1\. Scientists ruin their careers by repeatedly attempting to discredit
theories they cannot find the evidence to discredit (or proving claims they
cannot find proof to claim). If a truly compelling set of studies discrediting
global warming trends came out, you can be sure that _many_ publications would
be _eager_ to publish it. This is how science works, and how it has worked
historically. It's a surprisingly stable environment of meritocracy. Politics
intrude, as in any human endeavor, but we'll get to that in:

2\. Differences in opinion in the peer review process are as old as science.
That is why there are multiple publications and multiple standards for
entering into those publications. The whole notion of "scientific consensus"
is built around assumptions like schisms such as this. If everyone agreed
about the exact criterion for publication we'd only have a few (perhaps
regional) scientific publications (and then we'd truly be in trouble).

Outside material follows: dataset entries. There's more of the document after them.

PR #925, opened 2023-07-13
make largest_segment_id optional

### LINKED ISSUE #917: Make largest_segment_id optional
## Detailed Description

When creating a new segmentation layer, the largest_segment_id should not be required. Webknossos doesn't require it anymore.
We could add a function to determine and set the max_id using an executor.

markbader:
### Description:
- Largest segment id was required in webknossos libs, as it raises an Assertion Error if absence. As it is no longer required in webknossos it is optional in webknossos libs now.

### Issues:
- fixes #917 

### Todos:
 - [x] Updated Changelog
 - [ ] Updated Documentation
 - [x] Added / Updated Tests

### DIFF
--- a/webknossos/webknossos/dataset/layer.py
+++ b/webknossos/webknossos/dataset/layer.py
@@ -1162,11 +1162,11 @@ class SegmentationLayer(Layer):
     def _get_largest_segment_id(self, view: View) -> int:
         return np.max(view.read(), initial=0)
 
-    def update_largest_segment_id(
+    def refresh_largest_segment_id(
         self, chunk_shape: Optional[Vec3Int] = None, executor: Optional[Executor] = None
     ) -> None:
         """Sets the largest segment id to the highest value in the data.
-        largest_segment_id is set to `None` if data is undefined."""
+        largest_segment_id is set to `None` if the data is empty."""
 
         try:
             chunk_results = self.get_finest_mag().map_chunk(
--- a/webknossos/webknossos/dataset/layer.py
+++ b/webknossos/webknossos/dataset/layer.py
@@ -1134,8 +1134,11 @@ class SegmentationLayer(Layer):
     _properties: SegmentationLayerProperties
 
     @property
-    def largest_segment_id(self) -> Optional[int]:
-        return self._properties.largest_segment_id
+    def largest_segment_id(self) -> int:
+        if max_id := self._properties.largest_segment_id:
+            return max_id
+
+        return self._calc_largest_segment_id()
 
     @largest_segment_id.setter
     def largest_segment_id(self, largest_segment_id: Optional[int]) -> None:
@@ -1155,3 +1158,8 @@ class SegmentationLayer(Layer):
 
     def _get_largest_segment_id_maybe(self) -> Optional[int]:
         return self.largest_segment_id
+
+    def _calc_largest_segment_id(self) -> int:
+        if data := self.get_finest_mag().read().flatten():
+            return data.max()
+        return 0
--- a/webknossos/webknossos/dataset/layer.py
+++ b/webknossos/webknossos/dataset/layer.py
@@ -14,7 +14,7 @@ from numpy.typing import DTypeLike
 from upath import UPath
 
 from webknossos.dataset.sampling_modes import SamplingModes
-from webknossos.dataset.view import _copy_job
+from webknossos.dataset.view import View, _copy_job
 from webknossos.geometry import BoundingBox, Mag, Vec3Int, Vec3IntLike
 
 from ._array import ArrayException, BaseArray, DataFormat
@@ -46,6 +46,7 @@ from ..utils import (
     is_fs_path,
     named_partial,
     rmtree,
+    wait_and_ensure_success,
     warn_deprecated,
 )
 from .defaults import (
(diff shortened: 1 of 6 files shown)


markbader:
Most of this issue was already solved in #786. This PR removes an assertion that prevents the creation of a segmentation layer without the largest segment id and adapts the test to check the expected behavior. I assumed that a segmentation layer that contains no data has `None` as `largest_segment_id`.

fm3 (commented):
@normanrz do you have an opinion concerning None for newly created empty segmentation layers? I guess zero could also be a valid value in that case, but if the data write functions don’t update it, it may make more sense to leave it at None so that it is more explicitly unset?

Other than this question, the changes look good to me.

normanrz:
> @normanrz do you have an opinion concerning None for newly created empty segmentation layers? I guess zero could also be a valid value in that case, but if the data write functions don’t update it, it may make more sense to leave it at None so that it is more explicitly unset?

I'd leave it at `None`

normanrz:
Please also add a method to determine+save the max_id.

fm3:
> Please also add a method to determine+save the max_id.

You can probably take that (or inspiration) from https://github.com/scalableminds/voxelytics/blob/master/voxelytics/worker/jobs/find_largest_segment_id.py

markbader:
I added a function `update_largest_segment_id` that determines and updates the largest segment id. I thought, that parallelization might be useful for bigger datasets. 
Otherwise it might be done with a one-liner like:
```python
def _find_largest_segment_id(self):
    self.get_finest_mag().read().flatten().max()
```
Do you have thought on the current implementation? @normanrz @fm3

fm3:
I agree that parallelization is good to have for that :) Maybe you could make use of `MagView.for_each_chunk` to shorten the code?

I think it would be good to avoid `flatten`, as it creates a copy of the array. I used `np.max(data, initial=0)` in my implementation in voxelytics, which should work for nd-arrays over all axes. Also, the initial=0 prevents exceptions for empty arrays.

normanrz:
> I agree that parallelization is good to have for that :) Maybe you could make use of `MagView.for_each_chunk` to shorten the code?

Definitely needs parallelization. These segmentations can be 100s of TVx.

Perhaps, we should add a `View.map_chunk` function because `for_each_chunk` doesn't collect return values of the functions.

markbader:
I refactored the `update_largest_segment_id` method as @fm3 suggested and implemented a `View.map_chunk` method. Additionally, I added a test for the `update_largest_segment_id` method. 

Is it reasonable to assume that `update_largest_segment_id` is called by a user of the library if the segmentation data is changed manually, or should the segment id be updated automatically when data of a segmentation layer is edited?

webknossos/webknossos/dataset/layer.py
```diff
@@ -1158,3 +1158,23 @@ def category(self) -> LayerCategoryType:
 
     def _get_largest_segment_id_maybe(self) -> Optional[int]:
         return self.largest_segment_id
+
+    def _get_largest_segment_id(self, view: View) -> int:
+        return np.max(view.read(), initial=0)
+
+    def update_largest_segment_id(
```
fm3, line 1165:
```suggestion
    def refresh_largest_segment_id(
```

With “update” I would expect a simple setter, maybe refresh is the better name, signaling the semantics and that this is actually an expensive operation?

webknossos/webknossos/dataset/layer.py
```diff
@@ -1158,3 +1158,23 @@ def category(self) -> LayerCategoryType:
...
+        self, chunk_shape: Optional[Vec3Int] = None, executor: Optional[Executor] = None
+    ) -> None:
+        """Sets the largest segment id to the highest value in the data.
+        largest_segment_id is set to `None` if data is undefined."""
```
fm3, line 1169:
```suggestion
        largest_segment_id is set to `None` if the data is empty."""
```

fm3 (commented):
Cool stuff, looks good to me!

3\. Science is about _consensus_ , but that implicitly accepts dissent. People
argue for awhile, a consensus is formed, and then things blow over. Seldom are
careers ruined. For an example, see Einstein's extremely controversial claims
that eventually became the next major stepping stone for physics. People
_violently_ opposed his propositions at first, and now we look at him is one
of the greatest minds in human history.

The difference here is that there are active sources of misinformation trying,
for whatever non-scientific reasons, to drum up controversy around the global
warming issue of anthropogenicity. This issue is still under active debate and
research, but unlike many other subjects in a similar status (e.g., quantum
physics) there are "deniers" who will not accept _any_ positive evidence
against their claim and will resort to any means, social or otherwise, to make
their point of view supreme.

Some might argue this is warranted because climate science is making
predictions that require us to radically restructure our industry and energy
infrastructures to the tune of massive sums of money. To be honest, I think
this complaint is shortsighted. Scientific predictions, even those in the
limbo state between "well-accepted" and "just a theory" that we are calling
"consensus", have always dictated the allocation of resources. Consider the
exorbitant cost of the LHC, which is one of the single greatest achievements
of human engineering and physics.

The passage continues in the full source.